▶ **Saved data entries**:
PR #1020, opened 2026-08-20
Fix profiles of 1D array slices when the ND array is not yet loaded

apontzen:
Fixes #1018. **Stacked on #1019** — review that one first; this PR targets its branch, so the diff shown here is just the profile change.

## The bug

`Profile._get_profile` decided whether a name referred to a real array by testing it against `sim.keys()` and `sim.all_keys()`. Neither reports the 1D slice names of an ND array unless that array is already in memory:

- `keys()` returns `_arrays.keys()`. `_create_array('vel', ndim=3)` does register `vx`/`vy`/`vz` alongside `vel` — but only once `vel` has been created.
- `loadable_keys()` reports the blocks on disk: `['pos', 'vel', 'mass']`, never `vz`.

So on a freshly loaded snapshot `vz` matched nothing:

```
KeyError: 'vz_disp is not a valid profile'
```

Touch the velocities first and the same call works. Reproduced on a Gadget-2 file matching the reporter's setup:

```
loadable_keys: ['pos', 'vel', 'mass']
'vz' in all_keys: False | 'vz' in keys: False
  vz_disp: FAILED -> 'vz_disp is not a valid profile'
--- with vel preloaded ---
  vz_disp: OK [0.91654175 1.00766647]
```

Two details worth noting:

- **It is format-dependent.** Tipsy stores pos and vel in one record, so loading either loads both and the bug never appears there. The reporter's `.g2` is Gadget-2, which loads blocks independently.
- **It is not just `_disp`.** Plain `p['vz']`, `vz_rms`, `vz_med`, `d_vz` and `QuantileProfile` all failed the same way. The reporter's `p['x']` would have worked, but only incidentally — building the profile computes `rxy`, which loads `pos`.

## The fix

Availability is now established by asking the simulation for the array rather than guessing from its name. `keys()`/`all_keys()` are unreliable in a third way too: a name in `derivable_keys()` is merely *registered*, so the derivation may still fail when it is actually run.

`_get_profile` enumerates the array names a profile name could be built from — the exact name first, then the `_disp`/`_rms`/`_med` interpretations — and tries each. Nothing is wasted: the probed array stays in memory for `_auto_profile`, which was going to fetch it anyway. The `d_` branch likewise just tries `self[name[2:]]`, which recurses through `_get_profile` and so covers registered profiles, arrays and suffixes uniformly, replacing three separate name checks.

Because a failure can no longer be distinguished from "not a profile name" by inspection, the underlying error is attached to the result:

```python
raise KeyError(name + " is not a valid profile") from self._last_array_error
```

This also removes a false positive that a name-based check has: `_array_name_1D_to_ND` guesses `mass_x` is a slice of `mass`, so `p['mass_x']` used to leak `'No array mass_x for family star'` out of a profile lookup. It now correctly reports `'mass_x is not a valid profile'`.

## Trade-off worth flagging

If an array literally named `foo_disp` exists but its derivation raises `KeyError`, the loop now falls back to computing the dispersion of `foo` rather than propagating. That happens only for `KeyError` — the "not available" signal; a derivation failing for a substantive reason (units, bad data) raises something else and propagates as before, and when nothing succeeds the original error is preserved in the chain. Easy to reverse if you would rather the exact-name failure always win.

## Tests

The tests emulate lazy loading with `CopyOnAccessSimSnap`, so they need no downloaded test data — this is what #1019 enables. Each asserts that the lazy and preloaded paths give *identical results*, not merely that nothing raises.

All six `vz` tests fail against `master` with the exact error from the issue, and — importantly for the stack — still fail with #1019 alone:

```
FAIL test_profile_of_1d_slice_without_preloading[vz_disp] -> KeyError 'vz_disp is not a valid profile'
FAIL test_quantile_profile_of_1d_slice_without_preloading -> KeyError 'vz is not a valid QuantileProfile'
```

There is also a test for the registered-but-broken derivation case: a derived array whose dependency does not exist. It is in `all_keys()`, so a name check would call it available; the test asserts the real cause survives into the raised `KeyError`. Removing the `from` clause makes it fail, so the chaining is pinned.

## Verification

Every data-free test in `profile_test.py` (16), `copy_on_access_test.py` (11) and `snapshot_test.py` (18) passes. I could not run the data-backed tests — `api.osf.io` is blocked by this environment's network policy — so CI will be the first full run.

---

### DIFF
--- a/pynbody/analysis/profile.py
+++ b/pynbody/analysis/profile.py
@@ -39,7 +39,8 @@ class Profile:
     can be accessed as ``p['ar']`` where ``p`` is a ``Profile`` object. For example, ``p['vr']`` gives
     the radial velocity profile. Implicitly, this is averaged over all particles in each bin,
     weighted by mass (unless an alternate weighting scheme is passed to the ``weight_by`` keyword argument of the
-    constructor).
+    constructor). Individual components of an ND array may be profiled in the same way, e.g. ``p['vz']`` gives
+    the profile of the z-component of ``vel``.
 
     **Dispersions**: One may append ``_rms`` or ``_disp`` to the name of a
     defined array to get the root-mean-square or dispersion profile, respectively. For example,
@@ -64,6 +65,15 @@ class Profile:
     looking at the same set of particles, centered in the same way. It also means you *must* use the same centering
     method if you want to reuse a saved profile.
 
+    .. versionchanged:: 2.6.0
+
+      What can be profiled is now decided by what the snapshot is actually able to provide, rather than by whether
+      the name appears in ``keys`` or ``all_keys``. Nothing has to be loaded or derived in advance. In particular,
+      a derived array is profiled whenever the snapshot knows how to derive it, and a 1D slice of an ND array is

▶ **TO DO**: Where does the word "raises" appear in the records above? Return every line that holds it.

▶ **ANSWER FOR THIS EXERCISE**:
If an array literally named `foo_disp` exists but its derivation raises `KeyError`, the loop now falls back to computing the dispersion of `foo` rather than propagating. That happens only for `KeyError` — the "not available" signal; a derivation failing for a substantive reason (units, bad data) raises something else and propagates as before, and when nothing succeeds the original error is preserved in the chain. Easy to reverse if you would rather the exact-name failure always win.
The tests emulate lazy loading with `CopyOnAccessSimSnap`, so they need no downloaded test data — this is what #1019 enables. Each asserts that the lazy and preloaded paths give *identical results*, not merely that nothing raises.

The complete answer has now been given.